Rabbit Hole wasn't the most cheerful of films for a Friday night. Obviously. After several weeks of being sold out way in advance for its showings of The King's Speech and Black Swan, the Everyman on Baker Street was pretty quiet and mainly populated by women. I'm not always a fan of Nicole Kidman but I thought I ought to see Rabbit Hole--about the only film with at least one major Oscar nomination that I hadn't seen--before I pick my own favourites from each category. Also Nicole Kidman's character is called Becca, which pleases me (Beccas are becoming as common as Beckys in films these days, what with The Good Wife and Make It, Or Break It).

The Becca in question is married to Howie (Aaron Eckhart) and they are in the process of dealing with the death of their four-year-old son Danny some eight months earlier. At first it seems like Howie is dealing much better than his wife: he is keen to go group therapy and he goes out to meet friends and at least act like he has a life. Becca, meanwhile, just mopes, stares into space, does some gardening and picks fights with her family. She doesn't want Howie being close to her or getting intimate and she definitely doesn't want him to bring up the idea of having another child. Their arrangement isn't working very well as Becca becomes increasingly cold and passive while Howie's frustration mounts. It doesn't help that Becca's flaky little sister has just got pregnant or that her mother, who also lost a son, keeps trying to offer "helpful" advice.

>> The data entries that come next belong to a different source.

Issue #10, opened 2021-07-05
TODO: Make pyrokinetics IMAS compliant


bpatel2107:
Make an interface between pyrokinetics and IMAS to further diversify the application of pyrokinetics

ZedThree:
[OMAS](https://gafusion.github.io/omas/index.html) might be useful here

fcasson:
Or GKDB:  https://gitlab.com/gkdb/gkdb/-/wikis/home

bpatel2107:
Just bumping this issue. 

We should discuss whether we want to switch over our naming conventions to match imas

bpatel2107:
Done in #113

PR #185, opened 2023-04-03
Enhancements/kinetics units

bpatel2107:
I've added in units to the `Kinetics` object and then modified the `Species` and `LocalSpecies` to take units from `Kinetics` directly. The object needs to be populated with data in the following format as indicated by the docstriing

```python
"""
    - psi_n       [units] dimensionless
    - r/a         [units] dimensionless
    - Charge      [units] elementary_charge
    - Mass        [units] kg
    - Temperature [units] eV
    - Density     [units] meter**-3
    - Rotation    [units] meter/second
"""
 ```

### CODE REVIEW

File: pyrokinetics/constants.py [hunk 1]
```diff
@@ -1,15 +1,16 @@
...
 import numpy as np
+from .units import ureg as units
 
 bk = constants.k
 pi = constants.pi
 mu0 = constants.mu_0
 eps0 = constants.epsilon_0
 
-electron_charge = constants.elementary_charge
+electron_charge = constants.elementary_charge * units.elementary_charge
```
ZedThree, line 10: I think `units.elementary_charge` is the value + units -- worth double checking at least. I think electron and proton mass are in there too. In fact, we could probably just use those directly?

bpatel2107: It looks like it is just the value. Not sure scipy supports pint units yet

bpatel2107:
So I think that we could potentially add units to the gradients below such that they use `lref_minor_radius` so we have $a/L_T$. This would allow for converting to different normalisations like $R_{maj}/L_T$. My main concern is that if someone were to do `local_species.a_lt.to_base_units` then it would convert this into something with units of length which is not really the case.

Is there a way to add a unit but would keep it dimensionless? Or is the name `a_lt` just not really correct and we should call it is something like `inverse_lt`. @ZedThree thoughts?

https://github.com/pyro-kinetics/pyrokinetics/blob/d0bc035100d3ba145faea757acb510a4075a7adb/pyrokinetics/species.py#L58-L83

bpatel2107:
I've added in units to the kinetic gradients such that it would now be possible to change from $a/L_T$ to $R_{maj}/L_T$ using pint. I thought keeping the variable name as `local_species.electron.a_lt` didn't quite right as this term now has units of `1/lref` so I changed it to `inverse_lt` which will break existing code. We seem to be going through some major changes so now seems like a good time to do this.

@arkabokshi FYI

ZedThree:
If we're changing the names, is it worth changing straight to the IMAS names? They call them `density_log_gradient_norm` etc. Bit of a mouthful, but that's what tab-completion is for :)

bpatel2107:
Well the question then becomes do we just change everything?

bpatel2107:
Happy to discuss this further as it may be useful in the long run! Will probably keep this as a separate PR though (mentioned in #10 as a reminder) so but this is probably a separate issue for now. Given that the code is going to change quite a bit over the next few months I think its best to get these changes in so we don't have lots of open PRs lying around

PR #186, opened 2023-04-06
Example GKOutput Implementation

LiamPattinson:
This PR is a demonstration of how we might implement a `GKOutput` class for PR https://github.com/pyro-kinetics/pyrokinetics/pull/182. If we'd prefer not to change the existing code structure too much at this point, we can hold back these changes for a future PR. I'll be on leave for a week and I'm expecting to be busy with other projects after that, so I'll have very limited time available in the near future to push these updates throughout the code.

`GKOutput` is implemented as a `DatasetWrapper`, which functions similarly to the [`UserDict`](https://docs.python.org/3/library/collections.html#collections.UserDict) Python class. It allows us to implement a custom `__init__` function and other utilities on top of an Xarray Dataset, though without directly subclassing Dataset (something discouraged by the Xarray maintainers). `DatasetWrapper` also handles `pint-xarray` stuff behind the scenes, and provides functions for writing to/reading from netcdf. Within the `__init__` I've implemented:

- Units are changed to pyrokinetics convention. We won't need to do this in each `GKOutputReader`.
- Dimensions of the inputs are checked
- Eigenvalues are created from field data if the user hasn't provided them
- Eigenfunctions are created from field data if the user hasn't provided them

I've also moved the growth rate tolerance function here, and provided `field` and `flux` utility functions. In future we could move output diagnostics to this class and/or add plotting functionality, similarly to `Equilibrium`.

I've only implemented the changes for GS2. The other gk codes have not been updated to match, nor have the tests (hence why they're failing catastrophically). The changes to `GKOutputReaderGS2` are:

- No longer creates a dataset. Just creates Numpy arrays and passes them to `GKOutput`.
- Only applies units at the end, using the GS2 convention.
- Inherits from the base `Reader` class, intermediate abstract class `GKOutputReader` not in use. A similar change was made to equilibrium reader classes, as I found that the intermediate abstract classes impose annoying restrictions on how the concrete classes can be implemented without adding much functionality themselves.

To test it, I've been dropping into the directory `pyrokinetics/templates/outputs/GS2_linear` and calling the following:

```python
>>> import pyrokinetics as pk
>>> pyro = pk.Pyro(gk_file="gs2.in")
>>> pyro.load_gk_output()
>>> pyro.gk_output # access the GKOutput object and manually check that the contents look correct
```

Sorry that I'm not able to achieve more at this stage! I might be able to work on this further after I'm back from leave, but I won't be able to dedicate as much time as I have been recently. Feel free to add stuff to this branch if you want to take it further, but I'd recommend checking my changes very carefully as there's a good change I've broken something somewhere.


bpatel2107:
I'm also away for the next week so will be unable to work on this until I get back. Can look into this further then

bpatel2107:
I've updated each of the codes to use the updates `gk_output` reader. The tests still need updating but it all works in theory.

There are some points I want to think about. Different codes may have different dimension for certain outputs. For example most codes have the flux as a function of `ky`, but GENE only has it summed over `ky`. This means when checking the shape of the array we need to add code specific lines. Maybe we can add the shape of the output as a kwarg to `GKOutput`

On leave for the next week and a half so will get back to this when I can.

bpatel2107:
Will merge this into the other branch and leave big review for there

Eventually, Becca quits group therapy and she and Howie try to deal with things separately. For Becca, this means stalking school buses; ambushing Jason, the teenager who accidentally ran over their son; chatting to him; and admiring his beautifully drawn comic book, The Rabbit Hole, in which a boy tries to search for his scientist father in an assortment of parallel universes via a series of rabbit holes. Howie, meanwhile, bunks off group therapy with a fellow group member, Gaby, to smoke pot and, briefly at least, contemplate leaving the grief-fest that is his home and starting afresh.

It's a short film at just 90 minutes and nothing really happens. The acting is very good, particularly from Eckhart; Kidman's performance is strong too but Eckhart is much more subtle. Somehow, though, something was missing. I didn't feel very moved, for one thing, perhaps because the raw pain of loss had disintegrated, eight months on, into something deeper and more aching. It wasn't to do with the ending, either, as I felt that was convincing and worked well. On checking IMDb, I saw that the film was adapted from a play and this might explain the nagging void I felt at the end; I could definitely see it working as a play a lot better.